All you need to do is drink whenever the words "friendship," "friends," "duel," or "Yugi!" Continually drink beer if the characters are literally recounting something that had just happened on screen moments before.
Take a shot if a dragon appears on-screen as a bonus rule if you really don't want to see the end credits come up. Or anything else.
Mario Kart Drinking Game
Perhaps the most famous of all video game related drinking games, this infamous game requires you to break the rule about drinking and driving.
To play, get Mario Kart (any) and a beer. Your objective: finish the beer before you finish the race. But wait, before you say that's easy, there's a catch. Your kart can't be moving while you're drinking. You have to finish the race with an empty beer, or else!

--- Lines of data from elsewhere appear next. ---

PR #3516, opened 2023-09-25
Add support for Firefox for Android as a product

jgraham:
This is called` firefox_android` in wptrunner. 

We currently use the geckoview logo so that it's distinguishable from desktop Firefox, although that logo is relatively unknown, so in the future we should look for a way to get something based on the actual Firefox logo.


KyleJu:
chrome 117               ✖ components/test/test-search.html » <test-search> » Parser/interpreter » browser test status eq

Looks like the [test_search test](https://github.com/web-platform-tests/wpt.fyi/blob/31c3916b7402a280c69fcf17e752ced883899bfe/webapp/components/test/test-search.html#L27) failed. Let me take a look shortly

KyleJu:
> chrome 117 ✖ components/test/test-search.html » » Parser/interpreter » browser test status eq
> 
> Looks like the [test_search test](https://github.com/web-platform-tests/wpt.fyi/blob/31c3916b7402a280c69fcf17e752ced883899bfe/webapp/components/test/test-search.html#L27) failed. Let me take a look shortly

there were issues with [parsing expression grammars](http://en.wikipedia.org/wiki/Parsing_expression_grammar) in [omh](https://github.com/ohmjs/ohm/tree/main) not being able to parse firefox_android, while it works for chrome_android, etc.  I messed around with the matching precedence and got it to work by switching the order of `firefox` and `firefox_android`. Not an ideal fix but I have to understand [the grammar precedence](https://github.com/ohmjs/ohm/blob/39ccead882ad35dad73d99dea854ff60e7146291/doc/patterns-and-pitfalls.md?plain=1#L79) better to find out the root cause

KyleJu (approved):

KyleJu:
@jgraham ready to be submitted

PR #455, opened 2024-02-17
feat: add CVs

MarioRodrigues10:


lib/atomic/uploader.ex
```diff
@@ -5,7 +5,7 @@ defmodule Atomic.Uploader do
   """
 
   @versions [:original, :medium, :thumb]
-  @extensions_whitelist ~w(.svg .jpg .jpeg .png)
+  @extensions_whitelist ~w(.svg .jpg .jpeg .png .pdf .docx)
```
ruioliveira02, line 8: I don't think we should handle CV in this module. It defines functions to apply image transformations which do not make sense in a PDF or DOCX file.

priv/repo/migrations/20221014155230_create_users_auth_tables.exs
```diff
@@ -13,6 +13,7 @@ defmodule Atomic.Repo.Migrations.CreateUsersAuthTables do
       add :hashed_password, :string, null: false
       add :confirmed_at, :naive_datetime
       add :profile_picture, :string
+      add :cv, :string
```
ruioliveira02, line 16: Beware when modifying existing migrations. This is only OK because the project isn't in prod yet

ruioliveira02 (commented):
Change the test CV to something resembling a CV and not a project statement please :pray:

priv/repo/migrations/20221014155230_create_users_auth_tables.exs
MarioRodrigues10: I know that, but thanks for the advice !

MarioRodrigues10: I know that, but thanks for the advice !

lib/atomic/uploader.ex
MarioRodrigues10: Should i break this logic in this PR, or should i refactor the code in another?

ruioliveira02: This one

PR #457, opened 2024-02-20
feat: avatar component

joaodiaslobo:
Reusable avatar component for users and organizations


lib/atomic_web/components/avatar.ex
```diff
@@ -0,0 +1,49 @@
+defmodule AtomicWeb.Components.Avatar do
+  @moduledoc false
+  use AtomicWeb, :component
+
+  attr :src, :string, default: nil
+  attr :name, :string, required: true
+  attr :type, :atom, values: [:user, :company], default: :user
```
ruilopesm:
```suggestion
  attr :type, :atom, values: [:user, :company], default: :user
```
What about organizations?

joaodiaslobo: Organizations are companies, I chose to call it that name because its also has the same look as partner avatars

MarioRodrigues10 (changes requested):
Avatar at `organization_show_page` is rounded instead of squared.

ruilopesm (commented):
You forgot to replace avatars on `_live_navbar.html.heex` file.

MarioRodrigues10 (changes requested):
Please replace avatars at:

- Person at `organization_show_page`
- Speaker at  `activity_show_page`  and `activity_index_page`

MarioRodrigues10 (approved):
:rocket: :orange_heart:

PR #458, opened 2024-02-20
feat: add component for primary button

FilipeR13:


lib/atomic_web/components/button.ex
```diff
@@ -2,6 +2,16 @@ defmodule AtomicWeb.Components.Button do
   @moduledoc false
   use AtomicWeb, :component
 
+  attr :url, :string, required: true
+  slot :inner_block, required: true
```
ruilopesm, line 6:
```suggestion
  slot :inner_block, required: true

```

MarioRodrigues10 (changes requested):
Run `mix format` in order to pass CI.

MarioRodrigues10 (changes requested):
This looks awesome :star_struck: , there's only 2 buttons left:

- New Partner button at `partner_index_page`
- New Board member button at `board_index_page` 

Could you update them?
After that it's ready to go !!

MarioRodrigues10 (approved):
Good job !! :rocket: :orange_heart:

PR #464, opened 2024-02-22
refactor: page component

joaodiaslobo:
Makes it a functional component, improves documentation, ensures that the right border fills full height

### DIFF
--- a/lib/atomic_web/components/page.ex
+++ b/lib/atomic_web/components/page.ex
@@ -16,7 +16,7 @@ defmodule AtomicWeb.Components.Page do
   def page(assigns) do
     ~H"""
     <div class="flex min-h-full flex-col items-stretch justify-between lg:flex-row">
-      <div class={"#{if @bottom_border, do: 'border-b', else: ''} flex w-full flex-col bg-white lg:flex-row lg:border-r"}>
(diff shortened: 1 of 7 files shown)


lib/atomic_web/components/page.ex
```diff
@@ -1,24 +1,22 @@
...
   @moduledoc """
   Component for the main page layout.
-
-  * `title` - The title of the page.
-  * `bottom_border` - Whether to show a bottom border after the page header. Defaults to `false`.
-  * `actions` - Slot for actions to be rendered in the page header. An action could be, for example, a button to create a new record.
-  * `inner_block` - Slot for the body content of the page.
   """
-  use AtomicWeb, :live_component
+  use Phoenix.Component
```
ruilopesm, line 5:
```suggestion
  use AtomicWeb, :component
```

joaodiaslobo: This doesn't really work since the component is being imported for all pages.
See [this](https://elixirforum.com/t/trying-to-make-my-function-components-available-everywhere-getting-an-error-module-info-1-is-undefined/49680/15). Also written on the [docs](https://hexdocs.pm/phoenix_live_view/Phoenix.Component.html). In the future we should probably change all components to follow this.

ruilopesm (approved):

PR #467, opened 2024-02-22
fix: elixir version

ruilopesm:


MarioRodrigues10 (approved):
:rocket: :orange_heart:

If you hate your friends, you could add the rule that the loser needs to take a shot... and, if you're in dead last, even behind the CPU, you take a double. AND that you can't finish your beer before the end of the first lap, to keep them from chugging while waiting for the race to start.
Hard mode? After a few rounds of this, do Rainbow Road.
Grand Theft Auto
GTA is one of the most popular video games of all time, but did you know there is a drinking game that makes this game a little more... competitive?
Gather a collection of friends. One player takes the controller. From here, the player has thirty seconds to get a wanted star. If he or she fails, then they must accept the penalty of a straight shot. From here, the game begins. For every star the player gains, everyone else takes a sip. For every start the player loses, the player drinks. If the player can escape the cops, everyone else must finish their drinks. If the player is killed or arrested, the player must finish his or her drink, then hand off the controller.
Continue as long as you can.
Dark Souls is hard, and so is this game. Same as the GTA game, the rules are simple. You trade controllers around with friends. Seems easy, right?
When you die, you take a shot. Pass the controller on, and proceed. If you die from an environmental factor, take two shots. If you fail to recover your souls, take two shots on top of the other shots you're taking for dying early. If you kill a boss, then everyone else must take a shot.
And yes, I mean shots. And something strong. Dark Souls has no mercy. Upset by the rules? Well, get good.
You play until the sweet release of death frees you. Your Gods have forsaken you to your fates.